RT: “O tempo é uma variável que sempre consideramos e inserimos em nosso planejamento de produção. Todos nós já estávamos considerando a chuva e acreditamos que estávamos preparados para as adversidades, mas a realidade é que encaramos uma tempestade e condições climáticas tão extremas que são quase impossíveis de prever ou se preparar adequadamente para elas. O volume de água foi surreal, rajadas de vento comprometendo as estruturas, raios colocando as pessoas em risco… tudo isso atrelado a uma baixa de staffs que não apareceram para suas funções por conta do clima, uma situação extrema que colocou a prova nossa capacidade de adaptação e reação para situações críticas. É praticamente impossível formular um plano que leve em conta todas essas variáveis e decisões que você precisa tomar de imediato na hora em que as coisas acontecem.”
A escassez de staff devido ao clima foi um teste real para nossa capacidade de adaptação e resposta rápida em situações críticas.
Raul Trauczynski
DK: O maior evento da empresa no ano. Cenário de gestão de crise. Como acha que um líder, um empreendedor pode se preparar para esse tipo de momento? Imagino que seja inevitável passar por alguns desses na vida quando se trabalha com eventos.

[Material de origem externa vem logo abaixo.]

PR #3116, opened 2023-12-15
Set SO_KEEPALIVE on listener socket

### LINKED ISSUE #3115: Setting SO_KEEPALIVE on server socket
I think we should have an option to set SO_KEEPALIVE on the server socket so this will help prevent proxy to close long running connection and also detect disconnected client faster.

cedk:
Closes #3115

### DIFF
--- a/THANKS
+++ b/THANKS
@@ -37,6 +37,7 @@ Brett Randall <javabrett@gmail.com>
 Brian Rosner <brosner@gmail.com>
 Bruno Bigras <bigras.bruno@gmail.com>
 Caleb Brown <git@calebbrown.id.au>
+Cédric Krier <cedric.krier@b2ck.com>
 Chris Adams <chris@improbable.org>
 Chris Forbes <chrisf@ijw.co.nz>
 Chris Lamb <lamby@debian.org>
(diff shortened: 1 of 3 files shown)


tilgovi (commented):
While this might be fine, I think it'd be even easier to say yes and merge with a configuration option. Any chance you want to update the PR to make this configurable?

tilgovi:
While the Linux default is 2 hours before keepalives start, and that is _much_ higher than a typical Gunicorn HTTP keep-alive timeout, it's still a fine idea for cases where someone does set a very high HTTP keep-alive timeout or wants to detect stalled, long-lived requests or something. Maybe they set their system keepalive timeout to be very low.

Nevertheless, it's not enabled at all unless we set this socket option, so I think we probably should make that possible.

tilgovi:
The original linked issue talks about closing long running connections. A good example of where this is useful is probably if someone uses gunicorn with an application that handles WebSocket upgrades.

cedk:
Indeed our host tells us to send keep-alive to avoid the proxy to close the request before it is answered.
But now they came back on this statement and just ask us to use asynchronous request.

So I'm no more sure if this option will be useful for us but I can add the option.

benoitc:
commented related ticket. closing as WON4T DO IT

Issue #1852, opened 2018-08-09
Old bug reproduced：'Response' object has no attribute 'status_code' in wsgi.py with websockets


BoWuGit:
Just like this old [issue 1210](https://github.com/benoitc/gunicorn/issues/1210) said, gunicorn logs error when client disconnects, and my environment is： 

+ Debian GNU/Linux 7.8 

+ nginx 

+ Python3.4 

+ gunicorn(19.8.1) (with one or multiple workers)

+ Flask-SocketIO, client specifies websocket transport 

Everything works well including clients, except for this error log, two cloud independent production instances both persistently logs，but I can't reproduce it in my develop machine, which is a mac. 

Much thanks for your help.

> Error handling request /socket.io/?EIO=3&transport=websocket
Traceback (most recent call last):
  File "/opt/apps/lms/virtualenv/lib/python3.4/site-packages/gunicorn/workers/async.py", line 56, in handle
    self.handle_request(listener_name, req, client, addr)
  File "/opt/apps/lms/virtualenv/lib/python3.4/site-packages/gunicorn/workers/async.py", line 116, in handle_request
    resp.close()
  File "/opt/apps/lms/virtualenv/lib/python3.4/site-packages/gunicorn/http/wsgi.py", line 409, in close
    self.send_headers()
  File "/opt/apps/lms/virtualenv/lib/python3.4/site-packages/gunicorn/http/wsgi.py", line 325, in send_headers
    tosend = self.default_headers()
  File "/opt/apps/lms/virtualenv/lib/python3.4/site-packages/gunicorn/http/wsgi.py", line 306, in default_headers
    elif self.should_close():
  File "/opt/apps/lms/virtualenv/lib/python3.4/site-packages/gunicorn/http/wsgi.py", line 229, in should_close
    if self.status_code < 200 or self.status_code in (204, 304):
AttributeError: 'Response' object has no attribute 'status_code'

benoitc:
do you have any simple example to reproduce it? Also please try with latest master if possible.

BoWuGit:
Previously I have tried several times in my local development environment，which is the same application code with production environment，but I can't reproduce it.  

And I have checked version 19.9.0 release log，not found something related，I'll keep
watching this error log，if find something new，I would post here.

mat10tng:
I too have this problem, specifically when I force all my connection from client to websocket protocol. My settings is the same as BoWuGit. If allow polling protocol before upgrade, this does not show up, but another error :
`
[...]

PR #3126, opened 2023-12-28
Force connection close after protocol upgrade

### LINKED ISSUE #1210: 'Response' object has no attribute 'status_code' in wsgi.py with websockets

tilgovi:
A new protocol, such as WebSockets or HTTP/2, may manage the framing of multiple messages or requests of that protocol over a single connection.

- Close connections after completion of any upgraded response.

- Close connections after a response with status code less than 200. Any such response should be only for a protocol upgrade since applications never see any `Expect` header.

- Ensure that the `status_code` member always exists on instances of the `Response` class (close #1210).


tilgovi:
RFC 6455 states that closing a WebSocket must close the underlying TCP connection:

> After both sending and receiving a Close message, an endpoint considers the WebSocket connection closed and MUST close the underlying TCP connection.

-- https://datatracker.ietf.org/doc/html/rfc6455#section-5.5.1

I couldn't find any language about this in the HTTP/2 protocol, but it seems safer to me to assume that the socket is in an unknown state and any connection persistence is managed at the level of the new protocol.

gunicorn/http/wsgi.py
```diff
@@ -218,15 +219,20 @@ def force_close(self):
...
-        if self.status_code < 200 or self.status_code in (204, 304):
-            return False
-        return True
+        if self.req.should_close():
+            # example: connection close or upgrade header
+            return True
+        if self.upgrade:
+            # close after the new protocol terminates
+            return True
+        if self.response_length is None and not self.chunked:
```
benoitc, line 231: why changing the logic there ? Also this doesn't take care anymore about status code < 100. Can you elaborate? (As a side note I'm not a fan of these one line boolean combination, decoupling in multiple if helps to trace the code .

jblakey-google: @tilgovi are you planning to follow up on this PR? 
It looks like merging it could potentially fix #3126, #1210 and #1852, but I see it's from early 2024.

davidbern2:
Would appreciate an update on this as well! @benoitc if you please get a chance

prav2019:
@benoitc Could you please let us know the updates on this one ? thanks

PR #3340, opened 2025-01-19
Prevent gthread connection reset on max-requests restart

aszubarev:
Fixes: #3038

***

Using #3039 as an example, I suggest adding a setting that will optionally enable the processing mode #2918.

I think the original behavior (before #2918) should be the default, as it matches the expected behavior. See [comment](https://github.com/benoitc/gunicorn/issues/2917#issuecomment-1407638555).

And for users who use Gunicorn without a reverse proxy, make it possible to enable the current connection processing mode optionally. This way they can avoid blocking workers like here #2917

### DIFF
--- a/gunicorn/config.py
+++ b/gunicorn/config.py
@@ -126,6 +126,10 @@ class Config:
         return worker_class
 
     @property
+    def worker_connections_enqueue_async(self):
+        return self.settings['worker_connections_enqueue_async'].get()
+
+    @property
     def address(self):
         s = self.settings['bind'].get()
         return [util.parse_address(util.bytes_to_str(bind)) for bind in s]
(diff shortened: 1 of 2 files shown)


benoitc:
Closing this PR as the underlying issue has been addressed by the gthread worker refactoring in PR #3440.

The refactored implementation now always submits connections directly to the thread pool after accept (see `accept()` method), rather than registering with the poller and waiting for data first. This eliminates the connection reset issue on max-requests restart because:

1. Connections are immediately being processed by worker threads
2. Graceful shutdown properly drains in-flight connections within the grace period
3. No connection state is held in the poller that could be lost on restart

Thank you for the PR and for identifying this issue!

PR #3341, opened 2025-01-31
Remove RuntimeDirectory from systemd service

vanschelven:
In ab81ae3b4d15 this was added with the following remark:

> Without this /run/gunicorn isn't created

However, in ba0d784960be the final reference to `/run/gunicorn/` (for `/run/gunicorn/pid`) was removed. I've checked like so:

find -type f | x grep run/\gunicorn\/


vanschelven:
I merged main into this branch;

```
find -type f | x grep run/\gunicorn/
```

still has no results. 

@benoitc feel free to merge :smile:

PR #3342, opened 2025-01-31
Drop Python 3.7 support (fixes Github CI)

vanschelven:
it was EoL since 2023-06-27 and since today prevents the CI from running


vanschelven:
https://github.com/benoitc/gunicorn/pull/3343#issuecomment-3369261726

it seems that Gunicorn is going a bit more radical with reducing the list of supported Python versions. Whatever the outcome of that discussion, the present PR is now outdated.

PR #3343, opened 2025-01-31
Drop python 3.8

vanschelven:
it was EoL since 2024-10-07

### DIFF
--- a/.github/workflows/tox.yml
+++ b/.github/workflows/tox.yml
@@ -21,8 +21,7 @@ jobs:
          - macos-13
          # Not testing Windows, because tests need Unix-only fcntl, grp, pwd, etc.
         python-version:
-         # CPython <= 3.7 is EoL since 2023-06-27
-         - "3.7"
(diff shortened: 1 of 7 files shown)


vanschelven:
This is similar to, and a continuation of, #3342; by opening 2 PRs we'll be able to discuss the merits and timing of each independently.

darjeeling:
@vanschelven I think EOL of 3.9 is coming soon.
also CI is still failing. can we go with other PR?

vanschelven:
With 2 open PRs waiting on a decision for so long I'm not all to eager to open a third. Once this starts moving, I just might. Looking ahead at the moment of "Drop Python 3.9", the following commit (in my own project) may provide some relevant background info on popular distributions' Python versions: https://github.com/bugsink/bugsink/commit/12af5302efdd6c33f171ba9ba43efc420465f30b

benoitc:
Gunicorn is now supporting only N,N-1 releases of python. Closing it as longer needed then. Thanks for it anyway :)

PR #3346, opened 2025-02-12
Disable SO_REUSEPORT for unix sockets

e-nomem:
Because of the fix for [CVE-2024-57903](https://nvd.nist.gov/vuln/detail/CVE-2024-57903), the linux kernel started returning an error if an attempt is made to set the `SO_REUSEPORT` socket option on non-inet/inet6 sockets.

In gunicorn, if `reuse_port` is set to `True` and one of the bind addresses is a unix socket, this causes the arbiter to hang on newer kernels.

### DIFF
--- a/gunicorn/sock.py
+++ b/gunicorn/sock.py
@@ -36,10 +36,13 @@ class BaseSocket:
     def __getattr__(self, name):
         return getattr(self.sock, name)
 
+    def supports_reuseport(self):
+        return hasattr(socket, 'SO_REUSEPORT')
+
     def set_options(self, sock, bound=False):
         sock.setsockopt(socket.SOL_SOCKET, socket.SO_REUSEADDR, 1)
         if (self.conf.reuse_port
-                and hasattr(socket, 'SO_REUSEPORT')):  # pragma: no cover
+                and self.supports_reuseport()):  # pragma: no cover
             try:
                 sock.setsockopt(socket.SOL_SOCKET, socket.SO_REUSEPORT, 1)
             except OSError as err:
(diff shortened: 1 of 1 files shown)


e-nomem:
> Thanks. What is the advantage of failing silently? The admin specifically requested it. We should let them know, no?

I guess, but doesn't that code already silently skip if the `SO_REUSEPORT` attribute is missing (I'm guessing if the kernel is older than v3.9 when the option was added...) even if it was explicitly requested in the config?

> If they specified a mix of UNIX and INET sockets on the command line / config, I imagine we can safely assume that was by mistake, [...]

I don't think that's a safe assumption. I discovered this issue after a kernel upgrade in a situation where the configuration specified binding to both `unix:/run/gunicorn/gunicorn.sock` and `127.0.0.1:8080` and I think that's valid.

> [...] and if they combined INET socket on cmdline/config yet passed some bound UNIX socket via systemd.. that is broken anyway, because the `Arbiter.start` won't pick up both anyways.

I can't speak to the systemd socket activation interactions. My application runs in a containerized environment without systemd.

> (Also: Could this patch break some edge case outside the intersection of `isinstance(sock.getsockname(), tuple)` and `sk_is_inet(sk)`?)

I have no idea if any other address family returns names that are tuples 😅 I think the only way to sneak them into the system is via systemd socket activation though because the gunicorn code will only open sockets in one of the 3 'normal' address families of INET, INET6, and UNIX.

> If there is an argument for silencing the discrepancy between requested config and applied settings, then the config help text should say so.

Agreed. Regardless of if this PR is merged, the docs should be updated. I guess it really comes down to deciding if attempting to bind to both a unix and inet socket at the same time is valid. If it is, we should silently skip setting the option (and maybe log the skip). If it is not valid, we should error out and fail. The latter seems like it would be a breaking change.

e-nomem:
Looks like cpython has also decided to silently skip setting reuseport instead of erroring out: https://github.com/python/cpython/pull/128933

PR #3355, opened 2025-03-11
Fix typo in the settings.rst

mondwan:
getgrnam is under grp module instead of pwd


mondwan:
Sure, let me take a look

PR #3357, opened 2025-03-13
Inherit Application instead of BaseApplication

mondwan:
Some of the settings are not implemented in BaseApplication But Application


benoitc:
will not happen. works as intended.

Issue #3212, opened 2024-05-16
gunicorn/util.py set_owner_process Mangling gid on RHEL8 + Google Cloud Platform (very large int group id)


jbisbee:
I'm using Python 3.9.18 on Red Hat Enterprise Linux 8.   My uid and gid values are crazy high under RHEL8 and Google Cloud Platform.  As a result, they are hitting a hard coded condition within gunicorn/util.py

151         # versions of python < 2.6.2 don't manage unsigned int for
152         # groups like on osx or fedora
153         gid = abs(gid) & 0x7FFFFFFF

Where my gid is being changed from 4133075255 to 1985591607 and then because they don't match, gid is attempted to be set and gunicorn dies because I'm not a priveledged user and I don't have permission to set gid (which is only firing off because my gid was unjustly molested 👎)

benoitc:
> top messing with uid/gid/groups altogether when there is no need to.

@pajod care to elaborate? We need to be abble to set user and group to detach worker process and handle permissions approriately. UNsure what you mean there

nicholas-johnson-techxcel:
Running this with Langflow is a nightmare. It should not be trying to change gid but it does, seemingly constantly, and it does not give up nor work properly.

benoitc:
the question is rather, why the user you launch can't assign its own gid. I don't reproduce suc issue in any env I use. if gid is mismatching then we should handle the case wit h oses not capable to follow a spec. Not removing a feature.

PR #3360, opened 2025-03-18
clearly point out the surprising behavior of --reload, --user, --group, --config (+ unlock a few previously impossible combinations)

pajod:
Resubmitting a subset of #3201 - [less mixing topics](https://github.com/benoitc/gunicorn/pull/3201#issuecomment-2707223540)

Retained:
* at least *document* the weird status quo of `--user` and `--group` settings
* permit linting `config.py` without tons of complaints about class methods not taking `self` arg
* permit `--reload` without publishing tracebacks (idea from [#3125](https://github.com/benoitc/gunicorn/issues/3125))
* permit `--reload-extra-files`  without `--reload` (separately in [#3271](https://github.com/benoitc/gunicorn/pull/3271))
  * a test that showcases how this works (similar to [#3210](https://github.com/benoitc/gunicorn/pull/3210) - will refactor if both accepted)
* permit `--config=/dev/null` (without warning, when execution of `gunicorn.conf.py` file is not intended)

Not submitted here:
* dropped: permit *not* using `--user` and `--group` without anything bad happening ([reason](https://github.com/benoitc/gunicorn/issues/3212#issuecomment-2282751357))
  * <del>this removes the not generally true assumption that `os.setuid(os.geteuid())` is no-op</del>
  * see https://sources.debian.org/src/gunicorn/23.0.0-1/debian/patches/0001-drop-supplemental-groups.patch/
  * see https://sources.debian.org/src/gunicorn/23.0.0-1/debian/patches/0004-Set-supplementary-groups-when-changing-uid.patch/
* no `*.pyi` type stubs
* no docs linting
* no pyproject.toml/pylintrc reformatting
* no longer includes https://github.com/benoitc/gunicorn/commit/7268a610996eee15e328fce3daf8bf8e748f1627
* no longer includes https://github.com/benoitc/gunicorn/pull/3264

Related; I shall fix merge conflicts once this or one of these is merged:
* https://github.com/benoitc/gunicorn/pull/3272
* https://github.com/benoitc/gunicorn/pull/3110

### DIFF
--- a/.github/workflows/tox.yml
+++ b/.github/workflows/tox.yml
@@ -21,8 +21,7 @@ jobs:
          - macos-13
          # Not testing Windows, because tests need Unix-only fcntl, grp, pwd, etc.
         python-version:
-         # CPython <= 3.7 is EoL since 2023-06-27
-         - "3.7"
+         # CPython <= 3.8 is EoL since 2024-10-07 https://peps.python.org/pep-0569/
          - "3.8"
          - "3.9"
          - "3.10"


gunicorn/config.py
```diff
@@ -456,7 +456,7 @@ def _validate_callable(val):
 
 def validate_user(val):
     if val is None:
-        return os.geteuid()
```
benoitc, line 459: what does this change fix?

gunicorn/config.py
```diff
@@ -1171,14 +1183,21 @@ class Group(Setting):
     cli = ["-g", "--group"]
     meta = "GROUP"
     validator = validate_group
-    default = os.getegid()
```
benoitc, line 1174: again what does this change fix ? what is the error caused by this? We need to ensure the worker process run under the specified or running user.

benoitc (commented):
can you describe what the user change fix? I don't see any real reason to change a behavior in place since many year . can you expand?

RT: “Esta crise foi um verdadeiro teste de trabalho em equipe. Dar autonomia e confiar na equipe mostrou-se essencial. Mantivemos a calma, focamos no planejamento e nas soluções práticas. Cada membro da equipe se destacou, mostrando comprometimento e dedicação excepcionais. Foi um esforço coletivo notável, e todos se esforçaram ao máximo para garantir o sucesso do evento, apesar das adversidades.”
DK: Vi vocês mostrarem o rosto, com texto claro, com transparência, nas redes sociais oficiais. É esse um dos segredos para esses momentos? Como pensar na marca e na identidade da empresa mesmo em uma hora dessas?
RT: “Manter a transparência sempre foi um pilar da nossa comunicação. Nestas situações, é fundamental ser honesto e direto. Mostramos nosso rosto nas redes sociais, assumindo a responsabilidade e mantendo o público informado. Isso reforçou a confiança e a lealdade dos nossos clientes e parceiros. Fomos muito além de apenas emitir comunicados; humanizamos a comunicação, o que é vital para manter a integridade da nossa marca.”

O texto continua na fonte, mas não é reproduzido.